● Your objective
Bring together every line in the data that includes "hardware".

(Saved data entries)
····················
PR #2513, opened 2014-12-25
trivial: actually include the empty yield placeholder

pmjdebruijn:
fixing the following build failure:

In function `init':
/usr/share/gnoduino/hardware/arduino/cores/arduino/wiring.c:228: undefined reference to `yield'
collect2: error: ld returned 1 exit status

original commit introducing yield in master:
6ecb174c40fb880ac555182f918048b0050b3c98

### DIFF
--- a/hardware/arduino/cores/arduino/Arduino.h
+++ b/hardware/arduino/cores/arduino/Arduino.h
@@ -34,7 +34,7 @@
 extern "C"{
 #endif
 
-void yield(void);
+#include "hooks.c"
 
 #define HIGH 0x1
 #define LOW  0x0


cmaglie:
@pmjdebruijn 
I'm not able to reproduce the error, which version of the IDE are you using?
IMHO this patch is not correct and will lead to duplicate definitions of yield.

pmjdebruijn:
Right, as my error message betrays, I'm using a third party IDE, called Gnoduino, which is a lightweight PyGTK based IDE.

Which seemed fine until we pulled in the following commit into our local SDK:
6ecb174c40fb880ac555182f918048b0050b3c98

The reason why I came to the above conclusion, is that I couldn't find hooks.c included anywhere...

If this issue doesn't happen with the original Arduino SDK, I guess you can close this as INVALID. However I would appreciate it, if you could share any thoughts on what might be the issue?

cmaglie:
My best guess is that `hooks.c` for some reason is not compiled and linked in the final binary.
····················
● Output below
/usr/share/gnoduino/hardware/arduino/cores/arduino/wiring.c:228: undefined reference to `yield'
--- a/hardware/arduino/cores/arduino/Arduino.h
+++ b/hardware/arduino/cores/arduino/Arduino.h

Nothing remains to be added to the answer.